— THE PROBLEM —
Only a number is wanted here: the count of lines in the entries below that contain the word "from".

PROVIDED RECORDS: Begin

PR #2375, opened 2024-03-25
SE-0364 is implemented in Swift 6.0

ikesyo:
Please correct me if I am wrong.


rjmccall:
I believe we generally don't update those things until after the release.

rjmccall:
I'm sorry, I should've checked that before replying.  We do do this ahead of time.

ikesyo:
Yeah, there are 9 proposals whose status is `Implemented (Swift 6.0)` at the moment 😄

PR #800, opened 2017-09-01
fix: Correct issue with Auth Restart

### LINKED ISSUE #799: Munki 3 Auth Restart issue
### The issue
When doing an auth restart munki reads the `RecoveryKeyFile` which I had set as (yes this was an admin error and is now corrected):

```bash
            <key>RecoveryKeyFile</key>
            <data>
BAgw
            </data>
```
FoundationPlist is unable to process this data properly because it shouldn't exist and causes a exception in `authrestart/__init__.py`. This then halts the munki run.

### The fix?
Untested, fix is to add to include `NSInvalidArgumentException` in the exception located:

https://github.com/munki/munki/blob/98a489298536e24048244ca51d72f4c8c0fdb084/code/client/munkilib/authrestart/__init__.py#L124

This should cause munki to return a empty string and continue the run.

### Error log
[AuthRestartErr.txt](https://github.com/munki/munki/files/1265153/AuthRestartErr.txt)

(I'll test this tomorrow just ran out of time for today)

clburlison:
An invalid RecoveryKey can be set that causes FoundationPlist to throw
a ValueError. If this happens no restart happens. Instead we should log
the error and revert to a non-auth restart.

Tested that this does indeed Fix #799

### DIFF
--- a/code/client/munkilib/authrestart/__init__.py
+++ b/code/client/munkilib/authrestart/__init__.py
@@ -126,7 +126,7 @@ def get_auth_restart_key(quiet=False):
             display.display_error(
                 'We had trouble getting info from %s...', recoverykeyplist)
         return ''
-    except KeyError:
+    except (KeyError, ValueError):
         if not quiet:
             display.display_error(
                 'Problem with key: RecoveryKey in %s...', recoverykeyplist)


gregneagle:
I tested a few unexpected data types against FoundationPlist.readPlist() and it does look like ValueError is the appropriate exception:

```
$ python
Python 2.7.10 (default, Feb  7 2017, 00:08:15) 
[GCC 4.2.1 Compatible Apple LLVM 8.0.0 (clang-800.0.34)] on darwin
Type "help", "copyright", "credits" or "license" for more information.
>>> from munkilib import FoundationPlist
>>> FoundationPlist.readPlist(1)
2017-09-01 08:15:44.685 Python[98188:4850537] -[OC_PythonNumber getFileSystemRepresentation:maxLength:]: unrecognized selector sent to instance 0x7fae00d7db10
  File "<stdin>", line 1, in <module>
  File "munkilib/FoundationPlist.py", line 73, in readPlist
    plistData = NSData.dataWithContentsOfFile_(filepath)
ValueError: NSInvalidArgumentException - -[OC_PythonNumber getFileSystemRepresentation:maxLength:]: unrecognized selector sent to instance 0x7fae00d7db10
>>> FoundationPlist.readPlist([])
2017-09-01 08:15:54.277 Python[98188:4850537] -[OC_PythonArray getFileSystemRepresentation:maxLength:]: unrecognized selector sent to instance 0x7fae00f05260
  File "<stdin>", line 1, in <module>
  File "munkilib/FoundationPlist.py", line 73, in readPlist
    plistData = NSData.dataWithContentsOfFile_(filepath)
ValueError: NSInvalidArgumentException - -[OC_PythonArray getFileSystemRepresentation:maxLength:]: unrecognized selector sent to instance 0x7fae00f05260
>>> FoundationPlist.readPlist(buffer('hello'))
2017-09-01 08:17:10.300 Python[98188:4850537] -[OC_PythonData getFileSystemRepresentation:maxLength:]: unrecognized selector sent to instance 0x7fae00d98bf0
  File "<stdin>", line 1, in <module>
  File "munkilib/FoundationPlist.py", line 73, in readPlist
    plistData = NSData.dataWithContentsOfFile_(filepath)
ValueError: NSInvalidArgumentException - -[OC_PythonData getFileSystemRepresentation:maxLength:]: unrecognized selector sent to instance 0x7fae00d98bf0
```

Issue #802, opened 2017-09-12
managedsoftwareupdate restart flag is overridden by nopkg script.


chymb:
Hi,
I noticed that our deployment bootstrapping (which makes heavy use of nopkg scripts) was skipping a reboot and tracked it down to the following line. The "=" overrides a previous True value if the nopkg script requires no restart.

https://github.com/munki/munki/blob/91b43fdbe84b661c6d08bcb581186cc600f6b7b0/code/client/munkilib/installer/core.py#L306

Cheers,
Chris

gregneagle:
Wanted this fix to go into tomorrow's RC, so I did my own version of the fix:
https://github.com/munki/munki/commit/eb17f853fb7083d50c6ce778fe57bcb36bd9e86b

Thanks for finding this!

PR #803, opened 2017-09-12
Fixed bug that would clear restart requirement

chymb:
This patch fixes issue #802 which causes managedsoftwareupdate to skipping a reboot. The "=" overrides a previous True value for "restartflag" if the nopkg script requires no restart.

### DIFF
--- a/code/client/munkilib/installer/core.py
+++ b/code/client/munkilib/installer/core.py
@@ -303,7 +303,7 @@ def install_with_info(
                     retcode = -1
             # nopkg (Packageless) install
             elif installer_type == "nopkg":
-                restartflag = requires_restart(item)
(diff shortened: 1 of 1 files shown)


gregneagle:
Thanks for this. I know this is a minor change, but my organization requires a signed CLA from all contributors: https://github.com/munki/munki/wiki/Contributing-to-Munki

PROVIDED RECORDS: End

— ANSWER SPACE —
3